PR #1602, opened 2016-02-27
Support adding unauthenticated options headers and resources to API hosts

kentonv:
This supports both:
* Setting the `DAV` header to return for unauthenticated OPTIONS requests.
* Defining small static resources which can be `GET`ed unauthenticated, e.g. `/status.php`.

Example app code: https://github.com/kentonv/apihost-testapp/blob/master/client/index.html

Also in this PR, I extended web-session.capnp to pass through DAV extension identifiers in OPTIONS requests.

I would like to get this out in this weekend's build so that we can fix up Radicale next week. If @zarvox can't review in time, I'll probably just merge as-is.

@mnutt @synchrone

### DIFF
--- a/shell/packages/sandstorm-db/db.js
+++ b/shell/packages/sandstorm-db/db.js
@@ -391,6 +391,8 @@ ApiTokens = new Mongo.Collection("apiTokens");
 //              be considered revoked, and all live refs and sturdy refs obtained transitively
 //              through it must also become revoked. Each item is the JSON serialization of the
 //              `MembraneRequirement` structure defined in `supervisor.capnp`.
+//   hasApiHost: If true, there is an entry in ApiHosts for this token, which will need to be
+//              cleaned up when the token is.
 //
 // It is important to note that a token's owner and provider are independent from each other. To
 // illustrate, here is an approximate definition of ApiToken in pseudo Cap'n Proto schema language:
@@ -971,6 +973,20 @@ _.extend(SandstormDb.prototype, {
 
 if (Meteor.isServer) {
   SandstormDb.prototype.getWildcardOrigin = getWildcardOrigin;
+
+  const Crypto = Npm.require("crypto");
+  SandstormDb.prototype.removeApiTokens = function (query) {
+    // Remove all API tokens matching the query, making sure to clean up ApiHosts as well.
+
+    this.collections.apiTokens.find(query).forEach(function (token) {
+      // Clean up ApiHosts for webkey tokens.
+      if (token.hasApiHost) {
+        var hash2 = Crypto.createHash("sha256").update(token._id).digest("base64");
+        ApiHosts.remove({hash2: hash2});
+      }
+    });
+    this.collections.apiTokens.remove(query);
+  }
 }
 
 // =======================================================================================
--- a/shell/packages/sandstorm-db/db.js
+++ b/shell/packages/sandstorm-db/db.js
@@ -430,6 +430,29 @@ ApiTokens = new Mongo.Collection("apiTokens");
 //   ...
 // }
 
+ApiHosts = new Mongo.Collection("apiHosts");
+// Allows defining some limited static behavior for an API host when accessed unauthenticated. This
+// mainly exists to allow backwards-compatibility with client applications that expect to be able
+// to probe an API host without authentication to determine capabilities such as DAV protocols
+// supported, before authenticating to perform real requests. An app can specify these properties
+// when creating an offerTemplate.
+//
+// Each contains:
+//   _id:          apiHostIdHashForToken() of the corresponding API token.
+//   hash2:        hash(hash(token)), aka hash(ApiToken._id). Used to allow ApiHosts to be cleaned
+//                 up when ApiTokens are deleted.
+//   options:      Specifies how to respond to unauthenticated OPTIONS requests on this host.
+//                 This is an object containing fields:
+//     dav:        List of strings specifying DAV header `compliance-class`es, e.g. "1" or
+//                 "calendar-access". https://tools.ietf.org/html/rfc4918#section-10.1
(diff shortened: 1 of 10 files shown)


tests/tests/apihost.js
```diff
@@ -0,0 +1,94 @@
...
+var medium_wait = utils.medium_wait;
+var very_long_wait = utils.very_long_wait;
+
+module.exports = {
+};
+
+module.exports['Install and launch test app'] = function (browser) {
+  browser
+    .init()
+    .installApp("https://alpha-qkhxczi7kki1x49pfakw.sandstorm.io/apihost-testapp.spk", "e148b304d9642e8c98ef8ea2df2f72ca", "w304h9n5rjx1pzfa8e4guheue5mq3dkwv63aajy1rscupw6e38mh")
```
dwrensha: Could you add a comment linking to the source code of this app?

shell/packages/sandstorm-db/db.js
```diff
@@ -938,6 +974,21 @@ _.extend(SandstormDb.prototype, {
 
 if (Meteor.isServer) {
   SandstormDb.prototype.getWildcardOrigin = getWildcardOrigin;
+
+  const Crypto = Npm.require("crypto");
+  SandstormDb.prototype.removeApiTokens = function (query) {
```
zarvox: I wish there were a way to neuter `ApiTokens.remove()`/`db.collections.apiTokens.remove()`, so it'd be impossible for new code to get this wrong.  Perhaps we can monkeypatch:

```js
ApiTokens.removeUnchecked = ApiTokens.remove;
ApiTokens.remove = function () { throw new Error("Use db.removeApiTokens") }
```

and then use `ApiTokens.removeUnchecked()` in this function.  Thoughts?

shell/packages/sandstorm-db/db.js
```diff
@@ -430,6 +432,29 @@ ApiTokens = new Mongo.Collection("apiTokens");
 //   ...
 // }
 
+ApiHosts = new Mongo.Collection("apiHosts");
```
zarvox: This is a separate collection so that clients (which basically never care about this collection) don't have to load the data associated with the associated ApiToken?

shell/packages/sandstorm-db/db.js
```diff
@@ -430,6 +432,29 @@ ApiTokens = new Mongo.Collection("apiTokens");
...
+// Allows defining some limited static behavior for an API host when accessed unauthenticated. This
+// mainly exists to allow backwards-compatibility with client applications that expect to be able
+// to probe an API host without authentication to determine capabilities such as DAV protocols
+// supported, before authenticating to perform real requests. An app can specify these properties
+// when creating an offerTemplate.
+//
+// Each contains:
+//   _id:          apiHostIdHashForToken() of the corresponding API token.
+//   hash2:        hash(hash(token)), aka hash(ApiToken._id). Used to allow ApiHosts to be cleaned
```
zarvox: Is there any benefit to this being `hash(hash(token))` instead of just `hash(token)`?  It could just as easily be the `ApiToken._id`, which would make it possible to look up other information like "does the grain that created this still exist?" when servicing a request.

It's kinda weird that the static resources will be stored and served forever, even if the grain that caused them to be created has since been deleted.

shell/packages/sandstorm-db/db.js
```diff
@@ -391,6 +391,8 @@ ApiTokens = new Mongo.Collection("apiTokens");
 //              be considered revoked, and all live refs and sturdy refs obtained transitively
 //              through it must also become revoked. Each item is the JSON serialization of the
 //              `MembraneRequirement` structure defined in `supervisor.capnp`.
+//   hasApiHost: If true, there is an entry in ApiHosts for this token, which will need to be
```
zarvox: It seemed a little odd at first glance to have this information duplicated between the two tables, but I guess it saves a roundtrip in the token cleanup codepath, so that seems probably worthwhile.

shell/packages/sandstorm-db/db.js
kentonv: > Is there any benefit to this being hash(hash(token)) instead of just hash(token)?

I have this weird desire to make sure that it is impossible to map from an API hostname back to the ApiToken. It's possible I'm being silly.

> It's kinda weird that the static resources will be stored and served forever, even if the grain that caused them to be created has since been deleted.

I think deleting the grain also deletes all ApiTokens and therefore all ApiHosts?

zarvox: Oh, I see.  It removes all of the ApiTokens associated with that grain that are either owned by that user or by `{ webkey: null }`.

I thought all ApiTokens were left lying around because if you share a grain, the ApiToken owned by the person you shared with definitely is still around after you delete the grain, but I see that's not the case in general. :)

shell/packages/sandstorm-db/db.js
kentonv: Ehh.... In theory I like that, but in practice I worry that it will have some unintended consequences, and I'm not excited about thoroughly testing it right now. Also note that some of our old migration use ApiTokens.remove, and I didn't update them -- I _could_ update them but then I'd need to test them...

tests/tests/apihost.js
kentonv: Done -- and extended the test to cover the DAV header, which I had forgotten about.

kentonv:
Going to merge now and build a release but happy to address further comments in later changes.

mnutt:
Great! I'm going to test it out on some WebDAV clients tonight.

kentonv:
@mnutt @synchrone At the last moment before release I decided that the new parameter should really be called `unauthenticated` rather than `static`. `static` is a keyword in es6 (although context-dependent, so it can be used as a name too) and `unauthenticated` more clearly warns the developer that what they write here had better not be secret.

------------------------------

Find how many lines above include "which"; reply with the number only.

## Response for this exercise
6